Part of my inquiry stems from the fact that the initial, “blogging for the love of it,” enthusiasm that influenced early fashion bloggers to turn an altruistic eye toward trends, increased access in the fashion industry, and of course, a great bargain, appears to have largely given way to the hope and drive to turn blogging profitable. This has influenced the quantity and quality of fashion bloggers overall. Julie Fredrickson was recently quoted in the NY Times on the relationship between beauty blogging and free products, “Most of the bloggers call themselves beauty addicts, and maybe they were, but that girl quickly realizes that this is about notoriety and freebies,” Ms. Fredrickson said. “Maybe before people started sending out products, it wasn’t, but that’s not something we should romanticize anymore.” Julie has gone on to encourage fashion bloggers to put pressure on themselves to evolve creatively, stating in her blog that “[fashion blogging has gotten fawning again. Its almost as if the second we all got access the critical perspective we once took went out the window.” She goes on to encourage bloggers to focus “on creating value in our own right. We need to move beyond commentary…now that the hierarchy has been reestablished let’s get rid of it! Blogging is mainstream media again.
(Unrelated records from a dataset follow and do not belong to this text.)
PR #245, opened 2023-07-14
Add `VocabMaskTransform`

shadeMe:
## Description

Add `VocabMaskTransform` logit transform that's unconditionally applied to all generations.

### Types of change

Enhancement

## Checklist

### DIFF
--- a/curated_transformers/generation/config.py
+++ b/curated_transformers/generation/config.py
@@ -21,21 +21,24 @@ class GeneratorConfig(ABC):
     """
     Configuration of the generator.
 
+    :param default_logits_transform:
+        The logits transform that are unconditionally applied to all
+        generations. Usually multiple composed transforms, can be
+        empty.
     :param eos_id:
         End-of-sequence identifier that should end the generation of a sequence
         when predicted. When this value is set to `None`, it is the
         responsibility of the generator to set it.
-
     :param max_generated_pieces:
         The maximum number of generation steps. This condition is a noop
         for values less than 1. When this value is set to `None`, it is the
         responsibility of the generator to set it.
     """
 
+    default_logits_transform: LogitsTransform = CompoundLogitTransforms([])
     eos_id: Optional[int] = None
     max_generated_pieces: Optional[int] = None
 
-    @abstractmethod
     def logits_transform(self) -> LogitsTransform:
         """
         Get logit transform for the configuration.
@@ -43,7 +46,7 @@ class GeneratorConfig(ABC):
         :returns:
             Logits transform. Usually multiple composed transforms.
         """
-        ...
+        return self.default_logits_transform
 
     def stop_condition(self) -> StopCondition:
         """
@@ -70,6 +73,7 @@ class GeneratorConfig(ABC):
         return conditions
 
 
+@dataclass
 class GreedyGeneratorConfig(GeneratorConfig):
     """
     Configuration for greedy generation.
@@ -78,8 +82,7 @@ class GreedyGeneratorConfig(GeneratorConfig):
     to deterministic generation.
     """
 
-    def logits_transform(self) -> LogitsTransform:
-        return CompoundLogitTransforms([])
+    pass
 
 
 @dataclass
@@ -108,6 +111,7 @@ class SampleGeneratorConfig(GeneratorConfig):
     def logits_transform(self) -> LogitsTransform:
         return CompoundLogitTransforms(
             [
+                self.default_logits_transform,
                 TemperatureTransform(self.temperature),
                 TopKTransform(self.top_k),
             ]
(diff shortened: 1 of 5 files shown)


curated_transformers/generation/config.py
```diff
@@ -21,29 +21,34 @@ class GeneratorConfig(ABC):
...
         when predicted. When this value is set to `None`, it is the
         responsibility of the generator to set it.
-
     :param max_generated_pieces:
         The maximum number of generation steps. This condition is a noop
         for values less than 1. When this value is set to `None`, it is the
         responsibility of the generator to set it.
     """
 
+    default_logits_transform: LogitsTransform = field(
```
danieldk, line 38: This is not how configuration has worked so far. In the current setup, we'd rather add a field like `masked_pieces: Set[int]` and the `logits_transform` method of the particular config would convert this to a `LogitsTransform`.

We should make it possible for the user to directly configure transforms (I have an idea of how we could do this, but this requires changing the class hierarchy, but that's out the scope of this PR). But the main idea behind the current configuration classes is that the user configures concrete options and does not have to bother with the underlying classes (like `LogitsTransform` subclasses).

curated_transformers/generation/logits.py
```diff
@@ -121,3 +122,43 @@ def _process_logits(self, logits: Tensor):
             return
 
         logits /= self.temperature
+
+
+class MaskTransform(LogitsTransform):
```
danieldk, line 127: I think it would be nice if the name also makes clear what we are masking, since we already have multiple masks. Maybe `MaskPiecesTransform`? `VocabMaskTransform`?

curated_transformers/generation/logits.py
```diff
@@ -121,3 +122,43 @@ def _process_logits(self, logits: Tensor):
...
+    """
+    Set the probability of specific classes to zero.
```
danieldk, line 129:
```suggestion
    Set the probability of specific vocabulary items to zero.
```

curated_transformers/generation/logits.py
```diff
@@ -121,3 +122,43 @@ def _process_logits(self, logits: Tensor):
...
+    """
+
+    def __init__(self, classes_to_mask: List[int]):
```
danieldk, line 132:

Is blogging is facing its own multi-million dollar record deal to sell out? From a branding perspective, I often felt there was a kind of unspoken divide between those fashion blogs that were early adopters of Glam’s “anybody and everybody” acceptance model, and the more hand-picked feel of the original Coutorture model (I say original because with Sugar Inc’s recent acquisition of the hub the site is in almost daily evolvution. Currently, the focus seems to be moving away from a highlighting member content, emerging as its own multi-media vehicle content creator.) When looking at the visual branding, Sugar Inc seems to be operating on a similar aesthetic to Glam, and Coutorture seems almost like the way too cool older sister they can’t quite seem to understand. It’s a bit like if you are a Wal-Mart (Glam) or a Target (Coutorture) kind of person. Or back in elementary school when you had to be either a Madonna (Glam) or a Cyndi Lauper (Coutorture) kind of person.I am a Target shopping, Girls Just Want to Have Fun petticoat wearing fashion PR blogger. And I am worried that we are losing the heart of blogging in the pursuit of ad dollars, free products, party invites – all the things that bloggers and to a certain extent, PRs, bemoaned about the traditional print fashion journalism ‘slave to the advertiser’ model.

I checked in with friend, fashion blogger, and Fashiontribes editor Sandra Mendoza-Daly who has pursued the benefits of both Glam and Coutorture to see how she feels about these two major players. Her response: “I don’t receive as much traffic as some of the mainstream blogs. Recently, I noticed my traffic, according to Glam, has gone way down. However, according to my [non-Glam] stats, they haven’t fluctuated enough to coincide with the massive decline in ad revenue Glam claims I am making. Yet, Glam has not offered tutorials, courses, teleseminars on how to increase my traffic (Coutorture does). If they are making enough traffic to warrant yet another VC bonus, I’m wondering who is pulling in all of this traffic? Because according to them, it certainly isn’t me. On the other hand, Coutorture doesn’t offer ad revenue to its members. I do feel Coutorture cares more about quality content, but in the blogging business, it’s all about numbers.”

Is this inevitable, human nature, or can something be done? My eye is on sites like Independent Fashion Bloggers – a collective of thought-provoking posts on everything from blog networks and advertising to interviews with fashion bloggers own appointed monarchy.